Judge Compton’s Recusal:
The Ligon no-contact order protected Deputy Prosecuting Attorney Robert Jones from being reported by Wine for ex parte communications with the office of Judge Cathleen Compton, who took over Wine’s criminal case when it was transferred to the circuit court. On January 29, 2021, Jones emailed Judge Compton’s staff without including Wine on the email, informing them that he had “major concerns that [Wine was] about to violate his district court no contact orders,” and asking for the earliest possible date for a plea and arraignment hearing. Although ex parte communication may be permitted in limited circumstances, the Arkansas Bar Association considers ex parte communication to be unethical when it “bear[s] upon the substance of the matter” or if the judge does not immediately give the other party an opportunity to respond.
Look, I’m a law student, not a lawyer — but doesn’t it seem like a deputy prosecuting attorney’s assessment of a defendant’s character, shared with a judge in an effort to prevent a defendant from sending emails indicating grounds for citizen’s arrest, might be unconstitutional “prior restraint” of free speech? Either way, Wine didn’t get a chance to defend his character to the judge immediately, so it looks pretty unethical from where I’m sitting.
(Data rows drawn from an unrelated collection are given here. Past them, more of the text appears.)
PR #1149, opened 2022-03-21
ZIO-2.0.0-RC3

vladimir-lu:
New RC of ZIO is out and unfortunately has some source-breaking changes that mean you can't use it together with libraries that use `ZManaged` from previous versions.

### DIFF
--- a/build.sbt
+++ b/build.sbt
@@ -101,6 +101,7 @@ lazy val zhttp = (project in file("zio-http"))
     libraryDependencies ++= Seq(
       netty,
       `zio`,
+      `zio-managed`,
       `zio-streams`,
       `zio-test`,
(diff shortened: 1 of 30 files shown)


ghost:
So I was also thinking about picking this up. However, instead of using zio.managed the API should be migrated to use the new idea of scopes. Just an opinion.

vladimir-lu:
Definitely not against that - I think the `ZManaged` removal is a nice simplification. In this PR I just wanted to get something out the door quickly as it's blocking zio-telemetry to be published for RC3. There's another already approved PR that brings bigger changes too #1136 that might be useful to merge in before changing all the places where `ZManaged` is used.

tusharmath:
This is fixed in #1152 :)

PR #1155, opened 2022-03-23
fix: for websocket onClose

### LINKED ISSUE #1147: WebsocketApp.onClose race condition in effect evaluation and interruption
(using 1.0.0.0-RC25 in combination with ZIO 1.0.13)

Websocket server:

```scala
SocketApp
.onClose(_ => {
    println(s"onClose called");
    ZIO.effect(println(s"onClose called ZIO"));
})....
```

based on the signature:
```scala
def onClose[R1 <: R](close: Connection => ZIO[R1, Nothing, Any]): SocketApp[R1] =
```

`onClose` expects a callback function which returns an effect, which is evaluated when the websocket connection is closed.

**Symptom**: "onClose called" is seen, but "onClose called ZIO" is not.

In `WebSocketAppHandler.scala` we have:
```scala
    app.close match {
        case Some(v) => zExec.unsafeRun(ctx)(v(ctx.channel().remoteAddress()).uninterruptible)
```

which leads to `HttpRuntime.scala':

```scala
 13 /**                                                                                                                        
 14  * Provides basic ZIO based utilities for any ZIO based program to execute in a                                            
 15  * channel's context. It will automatically cancel the execution when the                                                  
 16  * channel closes.                                                                                                       
 17  */
```
which `forks` the provided effect and indeed sets up an interruption mechanism in case the channel is closed:
```scala
 fiber <- program.fork
 close <- ...
```

However, despite setting the `onClose` effect `uninterruptible`, this does prevent (for my app) the effect from being evaluated, as it is interrupted immediately.

If I remove `fiber.interrupt` my effect gets evaluated and everything works as expected.

My first guess would be that the `fiber` is interrupted before ZIO has scheduled it, i.e. before it has even started and therefore still "before" the uninterruptible marker/block.

I don't know if I am the only one running into this (it's a big app with its own execution pools so not sure if there is something else fishy), and I would like to ask for thoughts on the best fix, if this is defined behaviour in ZIO (1.0), etc.

girdharshubham:
TODO: unit tests:
- find a way to provide an instance of ChannelHandlerContext 
- refactor functions to return something else than Unit as in current implementation are not testable.

fixes #1147

### DIFF
--- a/zio-http/src/main/scala/zhttp/service/HttpRuntime.scala
+++ b/zio-http/src/main/scala/zhttp/service/HttpRuntime.scala
@@ -15,8 +15,8 @@ import scala.jdk.CollectionConverters._
  * channel closes.
  */
 final class HttpRuntime[+R](strategy: HttpRuntime.Strategy[R]) {
-  def unsafeRun(ctx: ChannelHandlerContext)(program: ZIO[R, Throwable, Any]): Unit = {
 
+  def unsafeRun(ctx: ChannelHandlerContext)(program: ZIO[R, Throwable, Any]): Unit = {
     val rtm = strategy.runtime(ctx)
 
     // Close the connection if the program fails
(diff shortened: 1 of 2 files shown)


gciuloaica:
It looks ok to me.

tusharmath:
I think we can add a unit test for this.

tusharmath:
Closing in favour of #1156

PR #1166, opened 2022-03-29
add client benchmark ci

sumawa:


sumawa:
Will be replaced with a new draft PR

PR #1169, opened 2022-03-31
Feat/ci client benchmark

sumawa:
Client benchmarking


sumawa:
replaced by another cleaner PR

PR #1189, opened 2022-04-06
Merge main into zio-series/2.x

kitlangton:


kitlangton:
I think that the default behavior of squashing these changes made it very difficult to merge main back into series/2.x. I needed to go through nearly every changed file. Does that sound like a possible culprit? Would it be possible to merge without squashing?

amitksingh1490:
> I think that the default behavior of squashing these changes made it very difficult to merge main back into series/2.x. I needed to go through nearly every changed file. Does that sound like a possible culprit? Would it be possible to merge without squashing?

Do you recommend rebase and merge?

kitlangton:
> Do you recommend rebase and merge?

Good question! I'm not sure though. Maybe main was just not merged for a while and a squash would be okay.

amitksingh1490 (approved):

On February 3 at 8:51 AM, Wine filed a motion to disqualify Judge Compton based on the ex parte communication she received from the prosecuting attorney without giving Wine an opportunity to defend himself. Approximately an hour later, Judge Compton recused herself from the case, citing a “decades long personal relationship with Henry Kinslow, the alleged victim in this case.” Although Judge Compton’s recusal order does not mention the ex parte communication Wine pointed out in his motion to disqualify her, Judge Compton’s decision not to recuse herself as soon as the case was assigned to her (but rather to wait until the day Wine moved for her disqualification on other grounds) is, itself, a violation of Rule 2.11 of the Judicial Code of Conduct.
New Felony Charge for “Failure to Appear”:
Judge Griffen took over from Judge Compton, opted neither to sanction the prosecuting attorney nor report Judge Compton, and determined that Wine would either have to hire a private attorney or go to jail. Griffen found Wine in contempt of court on May 24th and ordered Wine to report to Pulaski County jail for imprisonment. Although Wine did not report to jail, Mitchell Wine did appear (as always, pro se) in front of Judge Griffen at 9:30 AM on May 27, 2021 to explain that he had been unable to hire a private attorney as ordered. Nineteen minutes later, the court issued a new warrant for Wine’s arrest, on the felony charge of “failure to appear,” despite the fact that Wine actually did attend the hearing, and despite the court’s decision not to hold a hearing on whether to revoke Wine’s bond.
Thank goodness Mitchell Wine finally has an attorney. He needs a good one, since he’s up against the Attorney General, the Arkansas Bar, and the entire executive branch.
Very enlightening. thank you for writing about this.